Meist geht es um Aufklärung zum Krankheitsbild Demenz, um Unterstützung bei der Diagnosefindung und um eine ressourcen- und lösungsorientierte Prozessberatung für betroffene Familien. Ebenso gefragt sind Vermittlung von bedürfnisgerechter, professioneller Hilfe hinsichtlich Pflege und Betreuung und Sozialberatung (Pflegegeld, Sachwalterschaft usw.).
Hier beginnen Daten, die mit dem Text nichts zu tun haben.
PR #1395, opened 2025-05-06
Adding benchmark_client.py from demo branch

pdhirajkumarprasad:
adding benchmark client file from demo branch to main

### DIFF
--- a/shortfin/python/shortfin_apps/llm/benchmark_client.py
+++ b/shortfin/python/shortfin_apps/llm/benchmark_client.py
@@ -1,0 +1,699 @@
+import asyncio
+import time
+import requests
+import uuid
+from typing import Dict, Any, List, Tuple
+import numpy as np
+import csv
+import os
+from datetime import datetime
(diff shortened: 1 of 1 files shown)


pravg-amd (approved):
Can we run the python formatter on this file once ?

shortfin/python/shortfin_apps/llm/benchmark_client.py
```diff
@@ -0,0 +1,699 @@
...
+
+        results = {}
+
+        def process_stream():
+            start_time = time.perf_counter()
+            token_times = []
+            generated_text = []
+            if self.stream:
+                try:
+                    print(f"Sending request to {self.base_url}/generate")
```
pravg-amd, line 53: Would it be better to move these prints to logger?

pdhirajkumarprasad: @pravg-amd this help to see if the client-server is progressing or hang so we can keep it at stdout

PR #1397, opened 2025-05-06
Shortfin llm gpu argmax

stbaione:
# Description

Enable using the `gpu argmax` kernel in the Shortfin LLM server.

This creates two `samplers`, a `CPUSampler` and a `GPUSampler`.

If the `--enable_gpu_sampling` flag is passed when starting up the server, it will use the `select_greedy` function from the `GPUSampler`.

If the `--enable_gpu_sampling` flag is not passed then we'll use the `CPUSampler` select_greedy function.

Since we don't have a `top_k` kernel exporting yet, we still use the `CPUSampler` if the user sets the server to `beam_search`, or if they send a request with `top_p` or `top_k` set.

Seeing positive perf results. Also verified that `CPU` perf is maintained as compared to `main`:

<html xmlns:o="urn:schemas-microsoft-com:office:office"
xmlns:dt="uuid:C2F41010-65B3-11d1-A29F-00AA00C14882"
xmlns="http://www.w3.org/TR/REC-html40">

<head>

<meta name=ProgId content=OneNote.File>
<meta name=Generator content="Microsoft OneNote 15">
</head>

<body lang=en-US style='font-family:Calibri;font-size:11.0pt'>

<div style='direction:ltr'>

CPU/GPU | BS_Prefill | BS_Decode | Concurrent Reqs. | Dtype | Latency | Throughput
-- | -- | -- | -- | -- | -- | --
CPU | 8 | 64 | 8 | Fp16 | 16.67 | 0.48
GPU | 8 | 64 | 8 | Fp16 | 10.69 | 0.75
CPU | 8 | 64 | 8 | FP8 | 22.73 | 0.35
GPU | 8 | 64 | 8 | FP8 | 16.50 | 0.48

</div>

</body>

</html>


shortfin/python/shortfin_apps/llm/components/token_selection_strategy/sampler.py
```diff
@@ -8,15 +8,45 @@
...
+import shortfin as sf
 import shortfin.array as sfnp
 
 from shortfin_apps.utils import convert_int_to_float
 
+from .config import SamplingKernels
+
+
+@dataclass
+class GPUSampler:
```
IanNod, line 24: Can we combine cpu and gpu into one sampler class or at least have one abstract base sampler class? Would help clean up a lot of the changes in this PR

stbaione:
Dropping in favor of #1454

PR #1400, opened 2025-05-06
improving topk

### LINKED ISSUE #1325: Implement more efficient version of ops.topk
The version of `ops.topk` implemented, in https://github.com/nod-ai/shark-ai/pull/1324, for `SplitPrimitiveTensor`s when performing it across the `shard_dim` could be improved to be more efficient.

Current implementation is at:
https://github.com/nod-ai/shark-ai/blob/65919669e53aadd34dc07c941c116e5f60b755af/sharktank/sharktank/ops/sharded_impls.py#L1653-L1660

oyazdanb:
fixes #1325
updating the topk ops for when dim==shard_dim

### DIFF
--- a/sharktank/sharktank/ops/sharded_impls.py
+++ b/sharktank/sharktank/ops/sharded_impls.py
@@ -1716,33 +1716,30 @@ def topk_split(
         all_v_loc = []
         all_i_glob = []
         offset = 0
-        running_vals, running_inds = None, None
         for i, shard in enumerate(input.shards):
             v_loc, i_loc = topk(shard, k=k, dim=dim, largest=largest, sorted=sorted)
 
             i_glob = i_loc + offset
             offset += shard.shape[dim]
 
-            if i != 0:
+            if i == 0:
+                v_loc = barrier_on_logical_device(v_loc, input.devices[0])
+                i_glob = barrier_on_logical_device(i_glob, input.devices[0])
+            else:
                 v_loc = transfer_to_logical_device(v_loc, input.devices[0])
                 i_glob = transfer_to_logical_device(i_glob, input.devices[0])
 
-            else:
-                v_loc = barrier_on_logical_device(v_loc, input.devices[0])
-                i_glob = barrier_on_logical_device(i_glob, input.devices[0])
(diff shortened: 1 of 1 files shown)


sharktank/sharktank/ops/sharded_impls.py
```diff
@@ -1711,14 +1711,44 @@ def topk_split(
...
+            if running_vals is None:
+                running_vals, running_inds = v_loc, i_glob
+            else:
+                cand_vals = torch.cat([running_vals, v_loc], dim=dim)
+                cand_inds = torch.cat([running_inds, i_glob], dim=dim)
+
+                running_vals, pos = torch.topk(
+                    cand_vals, k=k, dim=dim, largest=largest, sorted=sorted
+                )
+                running_inds = torch.take_along_dim(cand_inds, pos, dim=dim)
```
Alex-Vasile, line 1742: I'm pretty sure this is going to create one large serial dependency chain between the different iterations, which I don't think IREE will break for us.

I think the following would be faster:
1. topk each shard in parallel
2. adjust the indices to be indices into full tensor rather than into each shard.
3. Transfer values and indices to devices[0].
4. Cat values together, same with indices.
5. Perform 1 last topk on values and use resulting indices to index into the adjusted index tensor from step 3.
6. Return

sharktank/sharktank/ops/sharded_impls.py
```diff
@@ -1711,14 +1711,44 @@ def topk_split(
...
+
+        top_vals = ReplicatedTensor(
+            ts=running_vals, shard_count=input.shard_count, devices=input.devices
+        )
+        top_inds = ReplicatedTensor(
+            ts=running_inds, shard_count=input.shard_count, devices=input.devices
```
Alex-Vasile, line 1748: You can omit the `devices=input.device` to make it shorter. This function is getting wrapped by `sharded_wrap_override` which will ensure `devices` is set properly.

Alex-Vasile (approved):
Minor formatting, but I think it's good to go.

Alex-Vasile (approved):

PR #1404, opened 2025-05-07
 Complete overhaul of the KVCache 

rsuderman:
Rather than a single mega KV Cache class integrated into PagedAttention
I split the three main behaviors of the KV cache into composable
components:

- KVCache
- ShardedCache
- PipelinedCache

KVCache handles the unpipelined TP-1 case with direct tensor
manipulations. This is what is relevant for codegen / underlying
implementation.

ShardedCache performs the management of the separate pieces of the
KVCache. This includes handling the split primitive tensor across each
dimension. It has no understanding of how the cache is laid out and
purely handles sharding across the head dimension instead relying on
subcaches stored in the ShardedCache.

PipelinedCache performs the per-block sharding of the KVCache and
similar to ShardedCache has no underlying understanding of how the
buffers are stored. It only has an understanding of the unsharded
version of the cache.


sharktank/sharktank/layers/paged_attention.py
```diff
@@ -283,21 +290,31 @@ def read(
...
+        selected = ops.index_select(page_table, 0, subblock_ids.flatten(0, 1))
 
         selected = selected.unflatten(0, blocked_shape[:2])
         key = selected[:, :, 0, :].flatten(1, 2)
         value = selected[:, :, 1, :].flatten(1, 2)
 
         return key, value
 
+    @staticmethod
+    def deshard_arg(arg0, arg1):
```
Alex-Vasile, line 309: It isn't clear without reading the whole function which of the args get desharded. Something like `def deshards_like(arg, like)` would be easier to understand.

sharktank/sharktank/layers/paged_attention.py
```diff
@@ -283,21 +290,31 @@ def read(
...
+        devices = arg0.devices
+
+        if isinstance(arg1, SplitPrimitiveTensor):
+            assert all([a == b for a, b in zip(devices, arg1.devices)])
+
+        device_map = {d: i for i, d in enumerate(arg1.devices)}
```
Alex-Vasile, line 315: This will quietly fail when devices are duplicated.

sharktank/sharktank/layers/paged_attention.py
```diff
@@ -136,19 +155,7 @@ def unflatten_page_tables(
...
-                result = SplitPrimitiveTensor(
-                    ts=shards, shard_dim=4, devices=page_slab.devices
-                )
-            elif pipeline > 1:
-                result = ReplicatedTensor(ts=shards, devices=page_slab.devices)
-
+            result = self.unflatten_page_table(page_slab, pipeline=pipeline)
             unflattened.append(result)
 
         return unflattened
```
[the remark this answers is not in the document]
rsuderman: Done.

sharktank/sharktank/layers/paged_attention.py
```diff
@@ -315,116 +332,209 @@ def write_timestep(
...
+                and isinstance(seq_positions, ReplicatedTensor)
+                and isinstance(page_ids, ReplicatedTensor)
+            ):
+
+                page_table_split = isinstance(page_table, SplitPrimitiveTensor)
+                partition_split = isinstance(partition, SplitPrimitiveTensor)
+                assert page_table_split == partition_split
+
+                def build_map(t):
+                    return {d: i for i, d in enumerate(t.devices)}
```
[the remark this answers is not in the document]
rsuderman: Removed.

sharktank/sharktank/layers/paged_attention.py
rsuderman: renamed

sharktank/sharktank/layers/paged_attention.py
rsuderman: Added an assertion that devices are unique

sharktank/sharktank/layers/paged_attention.py
```diff
@@ -315,116 +332,209 @@ def write_timestep(
...
+                and isinstance(partition, ShardedTensor)
+                and isinstance(page_ids, ReplicatedTensor)
+            ):
+
+                page_table_split = isinstance(page_table, SplitPrimitiveTensor)
+                partition_split = isinstance(partition, SplitPrimitiveTensor)
+                assert page_table_split == partition_split
+
+                def build_map(t):
+                    return {d: i for i, d in enumerate(t.devices)}
```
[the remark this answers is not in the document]
rsuderman: Done.

sharktank/sharktank/layers/paged_attention.py
```diff
@@ -315,116 +332,209 @@ def write_timestep(
...
+
+                page_table_shards = page_table.shards
+                partition_shards = self.deshard_arg(page_table, partition)
+                seq_shards = self.deshard_arg(page_table, seq_positions)
+                page_ids_shards = self.deshard_arg(page_table, page_ids)
+
+                for i in range(page_table.shard_count):
+                    device = page_table.devices[i]
```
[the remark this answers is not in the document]
rsuderman: Done.

Alex-Vasile (approved):

sharktank/sharktank/layers/paged_attention.py
```diff
@@ -126,6 +128,23 @@ def __init__(
...
+    ) -> torch.Tensor | SplitPrimitiveTensor | ReplicatedTensor:
+        """Unflattens the 2D page tables to 6D tensors."""
+        shards = [state] if self.shard_count == 1 else state.shards
+        shards = [shard.unflatten(1, self.sub_page_dims[pipeline]) for shard in shards]
+
+        if self.shard_count > 1:
+            return SplitPrimitiveTensor(ts=shards, shard_dim=4, devices=state.devices)
+
+        if pipeline > 1:
+            return ReplicatedTensor(ts=shards, devices=state.devices)
```
Groverkss, line 144: I can't really understand what `pipeline` is from this file. Can you document how this is sharded?

Groverkss, line 144: I can't really understand what `pipeline` is from this file. Can you document how this is sharded for tensor parallelism and pipeline parallelism as the class documentation?

Groverkss, line 144: What if we are doing a mix of pipeline and tensor parallelism? Is that not possible? Can we document that?

sharktank/sharktank/layers/paged_attention.py
```diff
@@ -126,6 +128,23 @@ def __init__(
...
+
+        return shards[0]
+
     def unflatten_page_tables(
         self, state: list[torch.Tensor | SplitPrimitiveTensor | ReplicatedTensor]
     ) -> list[torch.Tensor | SplitPrimitiveTensor | ReplicatedTensor]:
```
Groverkss, line 150: Why is the state a list of tensors here?

sharktank/sharktank/layers/paged_attention.py
```diff
@@ -126,6 +128,23 @@ def __init__(
         self.cache_dtype = cache_dtype
         self.attn_dtype = attn_dtype
 
+    def unflatten_page_table(
+        self,
+        state: torch.Tensor | SplitPrimitiveTensor | ReplicatedTensor,
+        pipeline: int,
+    ) -> torch.Tensor | SplitPrimitiveTensor | ReplicatedTensor:
```
Groverkss, line 135: Can you document what the difference between `unflatten_page_table` and `unflatten_page_tables` is? Why do we have multiple page tables? Is one for the unsharded version? This needs more documentation.

sharktank/sharktank/layers/paged_attention.py
```diff
@@ -283,21 +288,32 @@ def read(
...
+        selected = ops.index_select(page_table, 0, subblock_ids.flatten(0, 1))
 
         selected = selected.unflatten(0, blocked_shape[:2])
         key = selected[:, :, 0, :].flatten(1, 2)
         value = selected[:, :, 1, :].flatten(1, 2)
 
         return key, value
 
+    @staticmethod
+    def deshard_like(like, arg):
```
Groverkss, line 307: Needs type annotations

sharktank/sharktank/layers/paged_attention.py
```diff
@@ -283,21 +288,32 @@ def read(
...
+        devices = like.devices
+
+        if isinstance(arg, SplitPrimitiveTensor):
+            assert all([a == b for a, b in zip(devices, arg.devices)])
+
+        assert len(set(arg.devices)) == len(arg.devices)
+        device_map = {d: i for i, d in enumerate(arg.devices)}
+        return [arg.shards[device_map[d]] for d in devices]
```
Groverkss, line 315: Needs more documentation on how sharding is working here

sharktank/sharktank/layers/paged_attention.py
```diff
@@ -315,116 +331,201 @@ def write_timestep(
         Note that this internally loops over the batch size, which cannot be
         dynamic.
         """
-        device = self.device
-        page_tables = self.unflatten_page_tables(state)  # 6D
         pipeline = self.block_to_pipeline_map[transformer_block_index]
         devices = self.pipeline_to_device_map[pipeline]
         transformer_block_count = self.pipeline_to_block_count[pipeline]
         block_offset = self.pipeline_to_block_offset[pipeline]
+        transformer_block_index = transformer_block_index - block_offset
```
Groverkss, line 338: What is block offset here? This needs to be documented.

sharktank/sharktank/layers/paged_attention.py
```diff
@@ -315,116 +331,201 @@ def write_timestep(
...
 
-        # [bs, 1, atten_head_count, attn_head_dim]
-        for idx, cache_partition in enumerate(cache_partitions):
-            # [bs, 1]
-            page_index = seq_positions // self.block_seq_stride
+            assert False
 
-            page_id = ops.gather(page_ids, dim=1, index=page_index.unsqueeze(1))
-            page_offset = (seq_positions % self.block_seq_stride).unsqueeze(1)
+    def write_timestep_shard(
```
Groverkss, line 388: I'm not really sure what is happening here. There are a lot of sharding details but no documentation on what we are doing. I'm guessing you are splitting things into sharded and unsharded versions for each method. Can you document the sharding details and what parts are the unsharded versions? This is very hard to follow.

sharktank/sharktank/layers/paged_attention.py
```diff
@@ -315,116 +331,201 @@ def write_timestep(
...
+        page_offset = (seq_positions % self.block_seq_stride).unsqueeze(1)
+
+        # [1, 1]
+        partitions = torch.tensor(partition_id, device=device).unsqueeze(0)
+        partitions = partitions.repeat(bs, 1)
+
+        index = page_id
+        index = index * transformer_block_count + transformer_block_index
+        index = index * self.cache_partition_count + partitions
+        index = index * self.block_seq_stride + page_offset
```
Groverkss, line 416: Add a comment what parts of the page table we are linearizing.

sharktank/sharktank/layers/paged_attention.py
```diff
@@ -315,116 +331,201 @@ def write_timestep(
...
+
+                    self.write_shard(
+                        page_table=page_table_shards[i],
+                        cache_partition=partition_shards[i],
+                        cache_partition_id=p,
+                        transformer_block_index=transformer_block_index,
+                        transformer_block_count=transformer_block_count,
+                        page_ids=page_ids_shards[i],
+                    )
+                continue
```
Groverkss, line 490: Needs details on how this is sharded, still hard to understand. I'm also not sure why these sharding details are leaking into the PagedAttention layer, PagedAttention should simply work on a single shard and these details should be outside.

sharktank/sharktank/layers/paged_attention.py
```diff
@@ -315,116 +331,201 @@ def write_timestep(
...
-        # frame.
-        # The subblock slab is organized as:
-        #   [page, attn_layer, cache_partition]
-        # Where the cache line can be 0 (k) or 1 (v).
-        subblock_table = page_table.flatten(start_dim=0, end_dim=2)
-        pipeline = self.block_to_pipeline_map[transformer_block_index]
+        index = page_ids
+        index = index * transformer_block_count + transformer_block_index
+        index = index * self.cache_partition_count + cache_partition_id
+        index = index.flatten(0, 1)
```
Groverkss, line 514: Please keep the comments, they are important here.

Groverkss (changes requested):

sharktank/sharktank/layers/paged_attention.py
Alex-Vasile, line 307:
```suggestion
    def deshard_like(arg, like):
```
I think the arguments should be flipped, similar to `reshard_like`.

sharktank/sharktank/layers/paged_attention.py
```diff
@@ -283,21 +288,32 @@ def read(
...
         return key, value
 
+    @staticmethod
+    def deshard_like(like, arg):
+        devices = like.devices
+
+        if isinstance(arg, SplitPrimitiveTensor):
+            assert all([a == b for a, b in zip(devices, arg.devices)])
+
+        assert len(set(arg.devices)) == len(arg.devices)
```
Alex-Vasile, line 313: Rereading this, I don't know when we would want to support duplicate devices, these are logical devices not physical ones.

This needs a similar assert but for `devices` as the current implementation will silently fail when `like` has duplicate devices.

Alex-Vasile (changes requested):
Came back to this with fresh eyes, and I think there's two further issues.

sharktank/sharktank/layers/paged_attention.py
```diff
@@ -367,64 +227,622 @@ def write_timestep(
...
+        assert len(state) == 1
+        assert state[0].shard_count == len(self.caches)
+
+        state = [
+            cache.unshard_state([shard])[0]
+            for cache, shard in zip(self.caches, state[0].shards)
+        ]
+        state = SplitPrimitiveTensor(ts=state, shard_dim=4, devices=self.devices)
+
+        return [ops.unshard(state)]
```
Alex-Vasile, line 318: Why accept and return a list of length 1 rather than a value directly?

sharktank/sharktank/layers/paged_attention.py
```diff
@@ -367,64 +227,622 @@ def write_timestep(
...
+
+    def unflatten_page_table(
+        self, state: List[SplitPrimitiveTensor]
+    ) -> List[SplitPrimitiveTensor]:
+        assert False
```
Alex-Vasile, line 323: This could use an explanation as to why it should never be called.

sharktank/sharktank/layers/paged_attention.py
```diff
@@ -367,64 +227,622 @@ def write_timestep(
...
+        state: List[SplitPrimitiveTensor],
+        *,
+        transformer_block_index: int,
+        page_ids: ReplicatedTensor,
+    ):
+        assert len(state) == 1
+        assert state[0].shard_count == self.shard_count
+
+        for device in state[0].devices:
+            assert device in page_ids.devices
```
Alex-Vasile, line 336: Do we not also want to make sure they're in the correct order?

sharktank/sharktank/layers/paged_attention.py
```diff
@@ -367,64 +227,620 @@ def write_timestep(
...
+        cache_dtype: torch.dtype = torch.float32,
+        device: Optional[torch.device] = None,
+    ):
+        caches = []
+        for i in range(shard_count):
+            start = i * attn_head_count // shard_count
+            end = (i + 1) * attn_head_count // shard_count
+            sharded_attn_head_count = end - start
+
+            cache = KVCache(
```
Alex-Vasile, line 251: This should be getting passed devices[i], otherwise placement won't be correct.

Alex-Vasile (changes requested):

sharktank/sharktank/layers/paged_attention.py
```diff
@@ -64,211 +44,81 @@ def __init__(
...
+            )
+        ]
 
-            block_min = self.pipeline_to_block_offset[pipeline]
-            block_sz = self.pipeline_to_block_count[pipeline]
-            block_max = block_min + block_sz
-            selected = page_table[:, block_min:block_max, ...]
+        # If we have explicit devices we should attach device information:
+        if self.devices is not None:
+            tensors = [ReplicatedTensor(ts=[t], devices=self.devices) for t in tensors]
```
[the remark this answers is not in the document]
rsuderman: There will be no transferring. This is purely affixing the existing placement information that would be attached. Allocation is used either during eager or tracing as a sample input. If `devices` is set this doesn't matter.

sharktank/sharktank/layers/paged_attention.py
rsuderman: We should not assume that there is only one state vector. The cache partitions are not guaranteed to be the same size. We should actually consider having two separate caches for each cache partition.
 
This was also the already defined interface so we should avoid changing interface behavior significantly during refactors.

sharktank/sharktank/layers/paged_attention.py
rsuderman: `ReplicatedTensor` has no behavioral different by device ordering as each tensor should contain identical data. We just need to grab the tensor placed on the correct device.

sharktank/sharktank/layers/paged_attention.py
rsuderman: No, `SplitPrimitiveTensor` does not rely on the `ReplicatedTensor` device placement and afixes the device placement information itself. It purely requires that it is consist with its own tracking / device placement of the tensors.

sharktank/sharktank/layers/paged_attention.py
```diff
@@ -64,211 +44,81 @@ def __init__(
...
-                self.head_count_kv,
-                self.attn_head_dim,
-            ]
-        )
+        self.page_slab_flat_dims = math.prod(self.sub_page_dims)
 
-        flat_sharded_page_tables = []
-        for pipeline in range(self.pipeline_count):
-            devices = self.pipeline_to_device_map[pipeline]
+    def allocate(self, page_count: int) -> List[torch.Tensor]:
```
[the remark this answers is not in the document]
rsuderman: Done.

sharktank/sharktank/layers/paged_attention.py
```diff
@@ -367,64 +227,622 @@ def write_timestep(
...
+        cache_dtype: torch.dtype = torch.float32,
+        block_to_pipeline_map: list[int],
+        pipeline_to_device_map: list[list[int]],
+        device: Optional[torch.device] = None,
+    ):
+        assert transformer_block_count == len(block_to_pipeline_map)
+
+        pipeline_count = len(pipeline_to_device_map)
+
+        transformer_block_map = {}
```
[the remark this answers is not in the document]
rsuderman: Done.

sharktank/sharktank/layers/paged_attention.py
rsuderman: Removed instead. It was leftover during development.

sharktank/sharktank/layers/paged_attention.py
Alex-Vasile: Am I missing something? It doesn't look like the downstream code performs that grabbing. It zips them in positional order, rather than based on matching device.

rsuderman: Updated for missing indirection

sharktank/sharktank/layers/paged_attention.py
```diff
@@ -367,64 +227,614 @@ def write_timestep(
...
+            assert device in page_ids.devices
+
+        page_id_map = {d: i for i, d in enumerate(page_ids.devices)}
+        page_id_shards = [page_ids.shards[page_id_map[d]] for d in state[0].devices]
+
+        shards = []
+        for shard_state, cache, shard_page_ids in zip(
+            state[0].shards, self.caches, page_id_shards
+        ):
+            read = cache.read(
```
Alex-Vasile, line 340: `KVCache.read` returns `(key, value)`. so shards will be `[(k,v)_0, (k,v)_1, ...]`. What is like 349 below doing when it's indexing into each (k, v) based on `i in range(self.cache_partition_count)`?

Alex-Vasile (approved):

sharktank/sharktank/layers/paged_attention.py
rsuderman: Discussed offline.

PR #1407, opened 2025-05-07
[tuner] Improve support for convolutions

rkayaith:
This improves support for convolutions in the tuner by:
- generalizing `ConvolutionOpInterfaceParser` to support parsing `linalg.generic` ops, as well as additional layouts. However since constraint generation for more layouts is untested, only `nhwc_hwcf` and the generic equivalent are considered valid.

Ganz häufig sind Fragen zum Umgang mit Menschen mit Demenz (wie z.B. bei herausfordernden Verhaltensweisen, wie Herumwandern, aggressivem Verhalten).
Einblicke in die Erlebniswelt von Menschen mit Demenz sind notwendig, Formen der Kommunikation, die sich bewährt haben (z.B. Validation), werden empfohlen.
Ein wichtiger Aspekt ist die Öffnung eines Raumes, um über sehr persönliche Angelegenheiten sprechen zu können, die im Laufe der Erkrankung und des Zusammenlebens mit Menschen mit Demenz auftauchen: Belastungsgrenzen erkennen und annehmen, eine Zuwendung zu eigenen gesundheitlichen Beeinträchtigungen ermöglichen. Eine Demenzberatung kann man auch als ein Case-Management mit einer starken psychosozialen Färbung verstehen.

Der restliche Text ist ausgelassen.